The Great War of 1914-18 lies like a band of scorched earth dividing that time from ours. In wiping out so many lives which would have been operative on the years that followed, in destroying beliefs, changing ideas, and leaving incurable wounds of disillusion, it created a physical as well as psychological gulf between two epochs. This book is an attempt to discover the quality of the world from which the Great War came.

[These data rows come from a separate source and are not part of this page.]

PR #2063, opened 2023-08-04
Routing refactor: Make HashMap dynamically sized

duncanspumpkin:
To reduce the need for lots of duplicated code i really need the location of interest hash map to be dynamically sized. I would just replace it with an unordered_map but i think that will cause divergence issues. This change just means we can't hook half way through a routing function.

### DIFF
--- a/src/OpenLoco/src/Vehicles/Routing.cpp
+++ b/src/OpenLoco/src/Vehicles/Routing.cpp
@@ -40,6 +40,7 @@ namespace OpenLoco::Vehicles
         }
     };
 
+    // Note: This is not binary identical to vanilla so cannot be hooked!
     struct LocationOfInterestHashMap
     {
         static constexpr auto kMapSize = 0x400;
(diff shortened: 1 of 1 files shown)


src/OpenLoco/src/Vehicles/Routing.cpp
```diff
@@ -40,27 +40,12 @@ namespace OpenLoco::Vehicles
         }
     };
 
+    // Note: This is not binary identical to vanilla so cannot be hooked!
     struct LocationOfInterestHashMap
     {
-        static constexpr auto kMapSize = 0x400;
-        static constexpr auto kMapSizeMask = kMapSize - 1;
-        static constexpr auto kMaxEntries = 0x39C;
+        static constexpr auto kMinFreeSlots = 100; // There must always be at least 100 free slots otherwise the hashmap gets very inefficient
```
ZehMatt, line 46: If we are changing the size of it make this a prime number for better distribution properties. 97, 101, 103 if we want to keep it that small.

duncanspumpkin: I want to keep the logic the same for now so keeping this at 100.

AaronVanGeffen (approved):
No objection from me.

PR #2065, opened 2023-08-06
Signal Placement Game Command

duncanspumpkin:


AaronVanGeffen (commented):
Signal placement seems to be working as expected. Nice work.

However, I think that, before merging, it would be nice to split this long `createSignal` function into smaller functions. For instance, the junction check could be spun off, as could the cost calculation, etc.

I think such a refactor would make the `createSignal` itself be much easier to understand to new readers. Do you agree?

AaronVanGeffen (approved):
Thanks for the refactor work. Code looks good, signal placement appears to work as expected, and I've found no regressions in the usual replay tests.

PR #2066, opened 2023-08-06
Separate GameCommands into more logical units

ZehMatt:
GameCommands.h is getting a bit too big in my opinion so I decided to split the declarations and arguments. This is just the beginning, don't have to do them all at once.


AaronVanGeffen:
This is a good move, I think. However, given there are currently 84 game commands, this will make the directory listing even longer than it is already. I think we should move to using subfolders in the game command folder, grouping e.g. by terraform, track, road, etc. Any thoughts?

ZehMatt:
> This is a good move, I think. However, given there are currently 84 game commands, this will make the directory listing even longer than it is already. I think we should move to using subfolders in the game command folder, grouping e.g. by terraform, track, road, etc. Any thoughts?

I sort of agree but I think its easier discovery wise to keep this flat, I'm not against it, some of them might be a bit difficult to categorize, where would the cheat stuff go for example?

src/OpenLoco/src/GameCommands/BuildCompanyHeadquarters.h
```diff
@@ -0,0 +1,36 @@
+#include "GameCommands.h"
```
duncanspumpkin, line 1: All these headers should have a pragma once

ZehMatt: Right, I forgot.

duncanspumpkin:
I've applied the folders as per #2069 to see what it would look like. Of course there is now a conflict :(.

ZehMatt:
> I've applied the folders as per #2069 to see what it would look like. Of course there is now a conflict :(.

Seems fine, that's alright also, luckily I didn't do too many.

ZehMatt:
The rebase was surprisingly simple for once.

PR #2067, opened 2023-08-07
Replace fstream usage with FileStream for object index

ZehMatt:
Also added way more logging and a way to measure how long some things take.

### DIFF
--- a/src/Core/include/OpenLoco/Core/Timer.hpp
+++ b/src/Core/include/OpenLoco/Core/Timer.hpp
@@ -1,0 +1,30 @@
+#pragma once
+
+#include <chrono>
+#include <cstdint>
+
+namespace OpenLoco::Core
+{
+    class Timer
+    {
+        using ClockType = std::chrono::high_resolution_clock;
+        using TimePointType = std::chrono::time_point<ClockType>;
+
+        TimePointType _start = ClockType::now();
+
+    public:
+        // Resets the timer
+        void reset()
+        {
+            _start = ClockType::now();
+        }
+
+        // Returns elapsed time in milliseconds
+        uint64_t elapsed() const
+        {
+            const auto now = ClockType::now();
+            const auto elapsed = std::chrono::duration_cast<std::chrono::milliseconds>(now - _start);
+            return elapsed.count();
+        }
+    };
+}
--- a/src/Core/include/OpenLoco/Core/Timer.hpp
+++ b/src/Core/include/OpenLoco/Core/Timer.hpp
@@ -20,11 +20,11 @@ namespace OpenLoco::Core
         }
 
         // Returns elapsed time in milliseconds
-        uint64_t elapsed() const
+        float elapsed() const
         {
             const auto now = ClockType::now();
-            const auto elapsed = std::chrono::duration_cast<std::chrono::milliseconds>(now - _start);
-            return elapsed.count();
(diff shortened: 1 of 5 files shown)


src/Core/include/OpenLoco/Core/Timer.hpp
```diff
@@ -0,0 +1,30 @@
...
+        void reset()
+        {
+            _start = ClockType::now();
+        }
+
+        // Returns elapsed time in milliseconds
+        float elapsed() const
+        {
+            const auto now = ClockType::now();
+            const auto elapsed = std::chrono::duration_cast<std::chrono::nanoseconds>(now - _start);
```
duncanspumpkin, line 26: Can't you just do `return std::chrono::duration<double, std::milli>(now - _start)`

ZehMatt: That returns duration

src/OpenLoco/src/Objects/ObjectIndex.cpp
```diff
@@ -347,44 +363,58 @@ namespace OpenLoco::ObjectManager
...
+            stream.readValue(header);
+            if (header.state != currentState)
             {
-                free(*_installedObjectList);
-            }
-            _installedObjectList = static_cast<std::byte*>(malloc(header.fileSize));
-            if (_installedObjectList == nullptr)
-            {
-                exitWithError(StringIds::unable_to_allocate_enough_memory, StringIds::game_init_failure);
+                Logging::verbose("Invalid object index header state.");
```
duncanspumpkin, line 389: Its not really invalid its just its changed due to a new/removed object. Okay i guess that means invalidated but feel it sounds a bit wrong.

ZehMatt: Object index out of date?

src/Core/include/OpenLoco/Core/Timer.hpp
```diff
@@ -0,0 +1,30 @@
+#pragma once
+
+#include <chrono>
+#include <cstdint>
+
+namespace OpenLoco::Core
+{
+    class Timer
```
duncanspumpkin, line 8: Are you able to add some tests for this class?

src/Core/include/OpenLoco/Core/Timer.hpp
duncanspumpkin: yeah but then do .count on it. https://godbolt.org/z/5rW4zWvfe

src/OpenLoco/src/Objects/ObjectIndex.cpp
duncanspumpkin: Yeah that would be better

src/Core/include/OpenLoco/Core/Timer.hpp
ZehMatt: What kind of test? I can only test if the duration is somewhat close to what we would expect.

duncanspumpkin: I dunno just a simple little thing so that there is an easy to reference example for use.

src/OpenLoco/src/Objects/ObjectIndex.cpp
ZehMatt: Also maybe better to have this logged into info rather than verbose

duncanspumpkin (approved):

PR #2068, opened 2023-08-07
Better exceptions

ZehMatt:
Instead of not knowing where exceptions come from this approach includes always the source location, most compilers already implement the functions to obtain the information only std::source_location is C++20 but we don't need it, if we ever go to C++20 we can ditch the custom thing.

This is what it looks like now:
image

### DIFF
--- a/CMakeLists.txt
+++ b/CMakeLists.txt
@@ -3,6 +3,9 @@ cmake_policy(VERSION 3.22)
 
 set (PROJECT openloco)
 
+# Store the top level source directory in a variable to be passed down to targets.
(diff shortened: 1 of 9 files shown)


AaronVanGeffen:
Could you update the screenshot to reflect the latest code?

ZehMatt:
> Could you update the screenshot to reflect the latest code?

Updated

AaronVanGeffen (approved):
I'm fine with these changes. Perhaps @duncanspumpkin has some feedback with respect to the CMake logic, though, so I'd prefer to wait for him before merging this.

duncanspumpkin (approved):

PR #2070, opened 2023-08-07
Implement news draw function

duncanspumpkin:


src/OpenLoco/src/Windows/BuildVehicle.cpp
```diff
@@ -1446,7 +1445,7 @@ namespace OpenLoco::Ui::Windows::BuildVehicle
     }
 
     // 0x4B7741
-    static void drawVehicleOverview(Gfx::RenderTarget* rt, int16_t vehicleTypeIdx, CompanyId company, uint8_t eax, uint8_t esi, Ui::Point offset)
+    void drawVehicleOverview(Gfx::RenderTarget* rt, int16_t vehicleTypeIdx, CompanyId company, uint8_t eax, uint8_t esi, Ui::Point offset)
```
AaronVanGeffen, line 1448: Not a fan of having to exposing this for use out of the window, but then again this is one massive function to implement. It'll have to do for now.

AaronVanGeffen (commented):
Any ideas for how best to trigger a news message that uses this routine?

ZehMatt:
> Any ideas for how best to trigger a news message that uses this routine?

Vehicle crash will do

ZehMatt (approved):

AaronVanGeffen:
> Vehicle crash will do

I don't think it does -- that doesn't draw the company owner/competitor object, which the code refers to.

ZehMatt:
> > Vehicle crash will do
> 
> I don't think it does -- that doesn't draw the company owner/competitor object, which the code refers to.

I placed a breakpoint on the function and it hits when the news element shows up.

AaronVanGeffen:
> I placed a breakpoint on the function and it hits when the news element shows up.

I'm guessing you watched a news message with `unk == -3` whereas the case I'm looking at is `unk == -2`.

src/OpenLoco/src/Windows/News/News.cpp
```diff
@@ -458,11 +459,40 @@ namespace OpenLoco::Ui::Windows::NewsWindow
...
+                const int32_t unk = i == 0 ? *_dword_525CD0 : *_dword_525CD8;
+                if (unk == -2 && itemSubject != 0xFFFFU)
+                {
+                    const auto* company = CompanyManager::get(CompanyId(itemSubject));
+                    const auto* competitorObj = ObjectManager::get<CompetitorObject>(company->competitorId);
+                    const auto imageIndexBase = competitorObj->images[company->ownerEmotion];
+
+                    const ImageId imageId(imageIndexBase + 1, company->mainColours.primary);
+                    const auto x = self->x + viewWidget.width() - 32;
+                    const auto y = self->y + viewWidget.height() - 32;
```
AaronVanGeffen, line 476:
```suggestion
                    const auto x = self->x + viewWidget.midX() - 31;
                    const auto y = self->y + viewWidget.midY() - 31;
```

src/OpenLoco/src/Windows/News/News.cpp
```diff
@@ -458,11 +459,40 @@ namespace OpenLoco::Ui::Windows::NewsWindow
         // 0x0042A136
         static void sub_42A136(Window* self, Gfx::RenderTarget* rt, Message* news)
```
AaronVanGeffen, line 460: Perhaps we can rename this to drawNewsSubjects?

src/OpenLoco/src/Windows/BuildVehicle.cpp
duncanspumpkin: Yeah it needs to be moved to somewhere else. Just not sure where.

src/OpenLoco/src/Windows/News/News.cpp
duncanspumpkin: hmm its more like drawNonViewportNewsSubjects

AaronVanGeffen: Hmm, that's a bit long. I suppose `drawOtherNewsSubjects` is too vague?

AaronVanGeffen (approved):

src/OpenLoco/src/Windows/News/News.cpp
duncanspumpkin: drawNewsSubjectImages ? would that be better?

AaronVanGeffen: Yeah, sounds good to me!

PR #2072, opened 2023-08-08
Implement MapWindow::assignIndustryColours

AaronVanGeffen:


src/OpenLoco/src/Windows/MapWindow.cpp
```diff
@@ -1433,11 +1415,96 @@ namespace OpenLoco::Ui::Windows::MapWindow
...
-        call(0x0046CFF0, regs);
+        for (auto i = 0; i < 31; i++)
+        {
+            int8_t industryColour = industryColours[i];
+            int8_t diff = std::abs(industryColour - colour);
+
+            if (diff <= 2)
+            {
+                colourMask &= ~(1U << i);
+            }
```
AaronVanGeffen, line 1429: This implementation leads to the wrong result, blocking out too many colours. No idea why yet, but I've been staring at this for too long. If I leave it to call vanilla as below, industry colours are assigned properly.
```
registers regs;
regs.al = colour;
regs.ebp = colourMask;

call(0x0046D0C3, regs);
return regs.ebp;
```

ZehMatt (approved):
Gave it a spin, seems identical to vanilla

PR #2073, opened 2023-08-08
Implement MapWindow::assignRouteColours

AaronVanGeffen:
WIP

### DIFF
--- a/src/OpenLoco/src/Windows/MapWindow.cpp
+++ b/src/OpenLoco/src/Windows/MapWindow.cpp
@@ -1509,10 +1509,45 @@ namespace OpenLoco::Ui::Windows::MapWindow
     }
 
     // 0x0046CED0
-    static void sub_46CED0()
+    static void assignRouteColours()
     {
+        uint32_t availableColours = 0x7FFFFFFF;
+
+        // First, assign water colour
+        {
+            auto waterObj = ObjectManager::get<WaterObject>();
+
+            auto waterPixel = Gfx::getG1Element(waterObj->mapPixelImage)->offset[0];
+            availableColours = checkIndustryColours(waterPixel, availableColours);
+
+            waterPixel = Gfx::getG1Element(waterObj->mapPixelImage)->offset[1];
+            availableColours = checkIndustryColours(waterPixel, availableColours);
+        }
+
+        // Then, assign surface texture colours
+        for (auto i = 0U; i < ObjectManager::getMaxObjects(ObjectType::land); i++)
+        {
+            auto landObj = ObjectManager::get<LandObject>(i);
+            if (landObj == nullptr)
+                continue;
+
+            auto landPixel = Gfx::getG1Element(landObj->mapPixelImage)->offset[0];
+            availableColours = checkIndustryColours(landPixel, availableColours);
+
+            landPixel = Gfx::getG1Element(landObj->mapPixelImage)->offset[1];
+            availableColours = checkIndustryColours(landPixel, availableColours);
+        }
+
+        availableColours = checkIndustryColours(PaletteIndex::index_3C, availableColours);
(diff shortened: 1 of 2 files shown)


src/OpenLoco/src/Windows/MapWindow.cpp
```diff
@@ -1508,11 +1510,92 @@ namespace OpenLoco::Ui::Windows::MapWindow
         }
     }
 
-    // 0x0046CED0
-    static void sub_46CED0()
+    // 0x00478265
+    static void sub_478265(int8_t* buffer)
```
duncanspumpkin, line 1514: I'm not really a fan of marking this as signed. Its just that road elements have the highest bit set (and the end of the array is 0xFF). Its not really signed.

duncanspumpkin: In addition the other user of sub_478265 using uint8_t

src/OpenLoco/src/Windows/MapWindow.cpp
```diff
@@ -1508,11 +1510,92 @@ namespace OpenLoco::Ui::Windows::MapWindow
...
+        auto availableTracks = CompanyManager::getPlayerCompany()->getAvailableRailTracks();
+
+        std::array<int8_t, 100> buffer = {};
+        assert(std::size(buffer) >= std::size(availableTracks));
+
+        std::copy(std::begin(availableTracks), std::end(availableTracks), std::begin(buffer));
+        buffer[availableTracks.size()] = std::numeric_limits<uint8_t>::max();
+
+        auto* nextEl = &buffer[availableTracks.size()];
+        sub_478265(nextEl);
```
duncanspumpkin, line 1567: Technically this function should also have updatingCompanyId set to player company for the duration as well but i really don't think that is needed.

AaronVanGeffen: Yeah, I took that as a means to accommodate the function that is no longer necessary in our codebase.

src/OpenLoco/src/Windows/MapWindow.cpp
```diff
@@ -1508,11 +1510,92 @@ namespace OpenLoco::Ui::Windows::MapWindow
...
+                _byte_F253DF[i] = buffer[i];
+                auto freeColour = std::max(0, Numerics::bitScanForward(availableColours));
+                availableColours &= ~(1U << freeColour);
+
+                auto colour = industryColours[freeColour];
+                _routeColours[i] = colour;
+
+                if (buffer[i] & 0x80)
+                {
+                    _byte_F2540C[i & 0x7F] = colour;
```
duncanspumpkin, line 1582: buffer[i] & 0x7F

src/OpenLoco/src/Windows/MapWindow.cpp
```diff
@@ -1508,11 +1510,92 @@ namespace OpenLoco::Ui::Windows::MapWindow
...
+                }
+                else
+                {
+                    _byte_F25404[i] = colour;
```
duncanspumpkin, line 1586: buffer[i]

LeftofZen (approved):
map colours for company track+vehicles appear correct

src/OpenLoco/src/Windows/MapWindow.cpp
ZehMatt: sub_478265 checks for unlocked vehicles using updatingCompanyId, is it assigned to the player at this point or why don't we need it?

ZehMatt: That would be probably best or we assert that the updating company id is that of a player.

AaronVanGeffen: Following up in #2094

It is not the book I intended to write when I began. Preconceptions dropped off one by one as I investigated. The period was not a Golden Age or Belle Epoque except to a thin crust of the privileged class. It was not a time exclusively of confidence, innocence, comfort, stability, security and peace. All these qualities were certainly present. People were more confident of values and standards. , more innocent in the sense of retaining more hope of mankind, than they are today, although they were not more peaceful nor, except for the upper few, more comfortable. Our misconception lies in assuming that doubt and fear, ferment, protest, violence and hate were not equally present. We have been misled by the people of the time themselves who, when looking back across the gulf of the War, see that earlier half of their lives misted over by a lovely sunset haze of peace and security. It did not seem so golden when they were in the midst of it. Their memories and their nostalgia have conditioned our view of the pre-war era but I can off the reader a rule based on adequate research: all statements of how lovely it was in that era made by persons contemporary with it will be found to have been made after 1914. - Forward to "The Proud Tower - A Portrait of the World Before the War: 1890-1914" by Barbara W. Tuchman, page xv, xvi
"The Greek word rendered "cross" in many modern Bible versions ("torture stake" in NW) is stau·ros´. In classical Greek, this word meant merely an upright stake, or pale. Later it also came to be used for an execution stake having a crosspiece. The Imperial Bible-Dictionary acknowledges this, saying: "The Greek word for cross, [stau·ros´], properly signified a stake, an upright pole, or piece of paling, on which anything might be hung, or which might be used in impaling [fencing in] a piece of ground. . . . Even amongst the Romans the crux (from which our cross is derived) appears to have been originally an upright pole."-Edited by P. Fairbairn (London, 1874), Vol. I, p. 376." Reasoning from the Scriptures p.89
What exactly has this quote hidden by use of ellipses (…)? The full quote is:
"The Greek word for cross, (stauros), properly signified a stake, an upright pole, or piece of paling, on which anything might be hung, or which might be used in impaling (fencing in) a piece of ground. But a modification was introduced as the dominion and usages of Rome extended themselves through Greek-speaking countries. Even amongst the Romans, the crux (from which the word cross is derived) appears to have been originally an upright pole, and always remained the more prominent part. But from the time that it began to be used as an instrument of punishment, a traverse piece of wood was commonly added: not however always then. … There can be no doubt, however, that the later sort was the more common, and that about the period of the Gospel Age, crucifixion was usually accomplished by suspending the criminal on a cross piece of wood. … But the commonest form, it is understood, was that in which the upright piece of wood was crossed by another near the top, but not precisely at it, the upright pole running above the other, thus "a cross" and so making four, not merely two right angles. It was on a cross of this form, according to the general voice of tradition, that our Lord suffered. … It may be added that crucifixion was abolished around the time of Constantine, in consequence of the sacred associations which the cross had now gathered around it."